» ABOUT THIS EXERCISE: Look for the word "idxExpectedDataSnapshot" in the entries and copy each line where it appears.

━━━━━━━━━━━━━━━━

PR #1210, opened 2023-09-27
Add complexity to snapshots

esuwu:


esuwu:
This PR shouldn't be merged just yet

pkg/state/snapshot_generator_internal_test.go
```diff
@@ -1048,18 +1130,245 @@ func TestDefaultInvokeScriptSnapshot(t *testing.T) {
...
 	}
 
+	var expectedDataEntrySnapshot proto.DataEntriesSnapshot
+	idxExpectedDataSnapshot := 0
+	for idx, atomicSnapshot := range expectedSnapshot {
+		if dataEntryS, ok := atomicSnapshot.(*proto.DataEntriesSnapshot); ok {
+			idxExpectedDataSnapshot = idx
+			expectedDataEntrySnapshot = *dataEntryS
+		}
+	}
```
nickeskov, line 1340: Maybe move to a function?

pkg/state/snapshot_generator_internal_test.go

━━━━━━━━━━━━━━━━

» RESULT BELOW:
+	idxExpectedDataSnapshot := 0
+			idxExpectedDataSnapshot = idx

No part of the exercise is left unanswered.